**Exercise input:**
PR #310, opened 2023-03-16
Fix Intel EK certificate URL

hslatman:
To download the certificate for an Intel TPM, the base64 padding in the URL needs to be replaced with `%3D`. If it's not replaced, requesting the URL will result in HTTP 403 Forbidden.

### DIFF
--- a/attest/tpm.go
+++ b/attest/tpm.go
@@ -219,7 +219,7 @@ func intelEKURL(ekPub *rsa.PublicKey) string {
 	pubHash.Write(ekPub.N.Bytes())
 	pubHash.Write([]byte{0x1, 0x00, 0x01})
 
-	return intelEKCertServiceURL + base64.URLEncoding.EncodeToString(pubHash.Sum(nil))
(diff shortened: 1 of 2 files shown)


attest/tpm.go
```diff
@@ -219,7 +219,7 @@ func intelEKURL(ekPub *rsa.PublicKey) string {
 	pubHash.Write(ekPub.N.Bytes())
 	pubHash.Write([]byte{0x1, 0x00, 0x01})
 
-	return intelEKCertServiceURL + base64.URLEncoding.EncodeToString(pubHash.Sum(nil))
+	return intelEKCertServiceURL + strings.ReplaceAll(base64.URLEncoding.EncodeToString(pubHash.Sum(nil)), "=", "%3D")
```
brandonweeks, line 222: Could this be a call to [url.QueryEscape](https://pkg.go.dev/net/url#QueryEscape) instead of directly replacing `=`?

hslatman: Fixed in f421e1de0cf130718a2810181a74d9bf1bd3ffdd. Thx! 🙂

brandonweeks (approved):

**Problem to work on:** Print the data in full. Match it exactly.

**Result below:**
PR #310, opened 2023-03-16
Fix Intel EK certificate URL

hslatman:
To download the certificate for an Intel TPM, the base64 padding in the URL needs to be replaced with `%3D`. If it's not replaced, requesting the URL will result in HTTP 403 Forbidden.

### DIFF
--- a/attest/tpm.go
+++ b/attest/tpm.go
@@ -219,7 +219,7 @@ func intelEKURL(ekPub *rsa.PublicKey) string {
 	pubHash.Write(ekPub.N.Bytes())
 	pubHash.Write([]byte{0x1, 0x00, 0x01})
 
-	return intelEKCertServiceURL + base64.URLEncoding.EncodeToString(pubHash.Sum(nil))
(diff shortened: 1 of 2 files shown)


attest/tpm.go
```diff
@@ -219,7 +219,7 @@ func intelEKURL(ekPub *rsa.PublicKey) string {
 	pubHash.Write(ekPub.N.Bytes())
 	pubHash.Write([]byte{0x1, 0x00, 0x01})
 
-	return intelEKCertServiceURL + base64.URLEncoding.EncodeToString(pubHash.Sum(nil))
+	return intelEKCertServiceURL + strings.ReplaceAll(base64.URLEncoding.EncodeToString(pubHash.Sum(nil)), "=", "%3D")
```
brandonweeks, line 222: Could this be a call to [url.QueryEscape](https://pkg.go.dev/net/url#QueryEscape) instead of directly replacing `=`?

hslatman: Fixed in f421e1de0cf130718a2810181a74d9bf1bd3ffdd. Thx! 🙂

brandonweeks (approved):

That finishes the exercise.